Issue #1364, opened 2024-07-22
[swift2objc] Generate bindings for enums


liamappelbe:
```Swift
enum CompassPoint {
    case north
    case south
    case east
    case west
}
```

Enums are a bit complicated in Swift. There are simple enums like this one, and also enums with associated values.

Levi-Lesches:
How does this play with the enum overhaul from earlier?

liamappelbe:
swift2objc is a separate tool from ffigen, so it's not directly related.

![image](https://github.com/user-attachments/assets/1b3325a7-f013-46a9-b9ad-f8b2cb4e4f10)

I think if a Swift enum is simple enough that we can represent it as an ObjC/C enum, then it will make its way through to the Dart bindings just like any other enum. For the more complicated enums, we'll be generating classes that emulate the enums, and those will be represented in the Dart bindings as classes.

Later, we might be able to plumb some custom metadata through this pipeline to tell ffigen that a particular ObjC class is actually a representation of a Swift enum, and generate a Dart enum to wrap it, since Dart enums have many of the same features as Swift enums. That's not something I'm planning to do atm though.

liamappelbe:
The only kind of enum that can be annotated with `@objc` is a raw valued enum with a base type of `Int` or one of the fixed sized ints:

```Swift
public enum DayOfWeek: Int {
    case monday = 1, tuesday, wednesday, thursday, friday, saturday, sunday
}
```

Every other kind of enum needs to be code-genned as a class. So it's probably not worth having a specific code-path for these kinds of enums. Instead we should just code-gen all enums as classes.

liamappelbe:
Some enums generate synthetic comparison operators, so full support for enums is blocked on https://github.com/dart-lang/native/issues/2947. But for now I'll just ignore those operators.

Issue #2954, opened 2026-01-15
[swift2objc] Support `Hasher`


liamappelbe:
In swift some objects (notably enums) define a custom `hash` function, which takes a `Hasher` object. The `Hasher` is a struct, not a class, so to generate bindings for `hash` we'd need to first wrap the `Hasher` in an `@objc` compatible wrapper class. This would usually happen automatically, but `Hasher` is a built-in struct, so it doesn't have a definition in the symbolgraph (it's not defined in Foundation either).

For now I'm just omitting the `hash` method, but we should figure out a way of supporting this in future. At the moment all `BuiltInDeclaration`s are treated as not needing transformation. Maybe we need a new kind of `BuiltInDeclaration` that is able to be transformed?

Cairo09:
Hello,
I wanted to work on this issue.
this is my approach:
1. add InoutType to ReferredType and make _inoutParselet return it 
2. update transformReferredType and invocation generation so inout is preserved
3. Add a transformable built-in declaration type and use it for Hasher
4. create a @objc class that has a Swift Hasher instance inside with wrappedInstance: Hasher and using that wrapper at the ObjC boundary.
5. Remove hash from disallowedMethods and add integration tests for hash(into:)

Can I proceed with this approach?

liamappelbe:
Well, there's also https://github.com/dart-lang/native/issues/1754 which is specifically about inout params, so your plan will also close that issue, which is great if you can manage it. But it might be better to start with just https://github.com/dart-lang/native/issues/1754, to keep the PRs smaller and more managable. https://github.com/dart-lang/native/issues/1754 is also much higher priority than this issue.

Cairo09:
Ok sure. Will focus on issue #1754  first then handle this. Thanks

Issue #2947, opened 2026-01-13
[swift2objc] Support operator overloading


liamappelbe:
ObjC doesn't support operator overloading, but Dart does, so proper syntactic sugar for this is blocked on https://github.com/dart-lang/native/issues/2946. This is low priority, so it's probably best to defer this until that refactor is done.

Swift also allows defining custom operators, so we'll have to handle that somehow.

```Swift
// Custom operator declaration.
infix operator ***: MultiplicationPrecedence

public class Vec2: Equatable {
    var x: Double
    var y: Double

    public init(x: Double, y: Double) {
        self.x = x
        self.y = y
    }

    public static func + (lhs: Vec2, rhs: Vec2) -> Vec2 {
        return Vec2(x: lhs.x + rhs.x, y: lhs.y + rhs.y)
    }

    public static func == (lhs: Vec2, rhs: Vec2) -> Bool {
        return lhs.x == rhs.x && lhs.y == rhs.y
    }

    public static func += (lhs: inout Vec2, rhs: Vec2) {
        lhs = lhs + rhs
    }

    // Custom operator: dot product.
    public static func *** (lhs: Vec2, rhs: Vec2) -> Double {
        return (lhs.x * rhs.x) + (lhs.y * rhs.y)
    }
}
```

liamappelbe:
In the meantime, we can just convert these to methods with hard coded names: `+` -> `add()` etc. For custom operators, something like `customOperator()`, `customOperator2()` etc.

Hassnaa9:
Hi, I plan to implement a solution with this approach :
1-Detect standard and custom operators and store additional info like suggested method name.
2-Convert operator calls to safe method names before generating ObjC code.

```dart
String wrapperMethodName = originalMethod.isOperator
    ? originalMethod.suggestedMethodName!
    : originalMethod.name;
```
3-Ensure multiple overloads of the same operator don’t clash.

```swift
func add()    // Vec2 + Vec2
func add_1()  // Vec2 + Int
```
I plan to start implementing this. Please let me know if this approach looks good before I start.
Thanks in advance!

liamappelbe:
@Hassnaa9 The high level design of swift2objc is broken up into 4 chunks that you can see in the `lib/src/` directory:
1. The AST defines the data model of the Swift language features we care about
2. The parser takes a symbolgraph JSON file and converts it to an AST
3. The transformer converts an ObjC incompatible Swift AST to a compatible one (eg by adding `@objc`)
[...]

Issue #1754, opened 2024-11-26
[swift2objc] Support inout params


liamappelbe:
```swift
func swapTwoInts(_ a: inout Int, _ b: inout Int) {
```

The wrapper API should also take inout params. The plumbing will get a little trickier if the wrapper API is using a different (wrapped) type for the param.

AmrAhmed119:
Hi Liam, regarding this issue:

- For primitive types, I need to explicitly use `UnsafeMutablePointer<Type>` to enable pass-by-reference, since inout cannot be marked with objc.

```swift
    @objc public func modify(_ value: UnsafeMutablePointer<Int>) {
        wrappedInstance.modify(&value.pointee)
    }
```
or create a boxed class contain the primitive type, and use it as below.

- For wrapper classes, they are already passed by reference, so no need to use inout.
```swift
    @objc public func modify(_ value: MyClassWrapper) {
        wrappedInstance.modify(value.wrappedInstance)
    }
```
Correct me if I'm wrong.

liamappelbe:
Creating a boxed class for primitives is the way to go IMO. I think there are a few other features like this where we need to box the primitives.

PR #2955, opened 2026-01-15
[swift2objc] Enum support

liamappelbe:
Enums in swift come in a bunch of different flavours, such as normal enums, raw valued enums, and associated value enums (see `test/integration/enum_input.swift` for a pretty complete list of examples). For swift2objc we don't really care about the distinction though, so I'm just taking the superset of features and calling that an `EnumDeclaration` (which simplifies the AST a lot):

- Enums can have any underlying type, most of which are not `@objc` compatible
- Enum cases can have associated values, which end up looking like parameters to the enum value's constructor. Those params may or may not have names. In fact all enum cases have more-or-less the same JSON structure as a function.
- Enums can have methods and properties, so it ends up being convenient to make `EnumDeclaration` a kind of `CompoundDeclaration`.

So for the most part I was able to reuse existing parsing and code gen logic. Enums are parsed using `parseCompoundDeclaration`, and enum cases are parsed using `parseFunctionInfo`.

Fixes https://github.com/dart-lang/native/issues/1364

### Details

- Enums define get an implicit operator overload for `==`/`!=`. So to keep the scope of this PR reasonable I'm ignoring those methods. I switched the unsupported exception to be a warning in this case. https://github.com/dart-lang/native/issues/2947
- Due to https://github.com/dart-lang/native/issues/2954 I had to treat `Hasher` as a built in type and drop the `hash()` method.
- Also due to the `hash()` method, I had to add parsing support for `inout` params, but I leave the actual implementation as a TODO. https://github.com/dart-lang/native/issues/1754
- `parseFunctionInfo` had to be slightly modified to handle functions defined using the `case` keyword instead of `func`/`init`, and support params that don't have a name.
- Similarly, function param transformation had to be modified to support params that don't have a name. Ordinary methods aren't allowed to omit both names, so I transform them to have an external name of `_` and an internal name of `arg$i`. That way they become positional params in the transformed method.
- General cleanup, using some new extension methods: `sortedById()`, and `removeWhereType<T>()`.


goderbauer (approved):
LGTM!

PR #2963, opened 2026-01-16
[ffigen] Fix block helper naming bug

### LINKED ISSUE #2952: [swiftgen] asynchronous methods that return `NSObject` don't get helper classes akin to `ObjCBlock_ffiVoid_NSObject`
When running swiftgen on a method such as
```
@objc func echoAsyncObject(anObject: NSObject) async -> NSObject? {}
```
I would expect a helper class named `ObjCBlock_ffiVoid_NSObject` or similar.

For example of current behavior
```
@objc func echoAsyncString(aString: NSString) async -> NSString? {}
```
creates a helper class `ObjCBlock_ffiVoid_NSString`

liamappelbe:
Block helper names are assigned based on the signature types, but are deduped based on lower level underlying types (eg, desugaring type aliases). So if two block signatures differ only by type alias, they would be deduped, but end up with whichever typealias based name came first.

This means you can end up in funny situations like #2952, where a block involving an obscure typedef happened to be picked up first, so the block helper was named `ObjCBlock_ffiVoid_dispatchdatat` instead of `ObjCBlock_ffiVoid_NSObject`. In this case the block arg was a nullable `dispatch_data_t`, which is a typedef for `NSObject*`.

If two blocks have the same signature but would be assigned different names, we now assign them a name that is based on the underlying types, with all aliases removed. We have to recursively unwrap both the `baseType` (to remove nullability) and the `typealiasType` (to remove the type alias) to make sure we reliably get at the underlying type, for all combinations of wrappings.

The package:objective_c bindings have been affected, but none of its block helpers are exported publicly, so this is not a user visible change. Filed [a bug](https://github.com/dart-lang/native/issues/2964) to remove these helpers from package:objective_c, as they're pointless bloat.

Fixes #2952

### DIFF
--- a/pkgs/ffigen/lib/src/code_generator/objc_block.dart
+++ b/pkgs/ffigen/lib/src/code_generator/objc_block.dart
@@ -51,7 +51,7 @@ class ObjCBlock extends BindingType with HasLocalScope {
       if (oldBlock.symbol.oldName != newBlockName) {
         // Block with matching signature, but a different name. This is usually
         // due to type aliases. Replace the name with the reduced name, so that
-        // it makes sense as a name for all blocks shaing this signature.
+        // it makes sense as a name for all blocks sharing this signature.
         oldBlock.symbol.oldName = _getBlockName(
           returnType,
           renamedParams.map((a) => a.type),


liamappelbe:
@tarrinneal Friendly ping

pkgs/ffigen/lib/src/code_generator/objc_block.dart
```diff
@@ -41,15 +41,30 @@ class ObjCBlock extends BindingType with HasLocalScope {
...
+      returnType,
+      renamedParams.map((a) => a.type),
+      reduced: false,
+    );
     final oldBlock = context.bindingsIndex.getSeenObjCBlock(usr);
     if (oldBlock != null) {
+      if (oldBlock.symbol.oldName != newBlockName) {
+        // Block with matching signature, but a different name. This is usually
+        // due to type aliases. Replace the name with the reduced name, so that
+        // it makes sense as a name for all blocks shaing this signature.
```
tarrinneal: typo: sharing

PR #2969, opened 2026-01-16
[infra] add check to ensure all packages are accounted for in workspace

goderbauer:
All packages should be part of the workspace. If they cannot be part of it, they should still be listed with a reason why they are not part of the workspace.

= = = =

Check each line of the data above for the word "keep" and say how many lines have it. Give the number alone.

2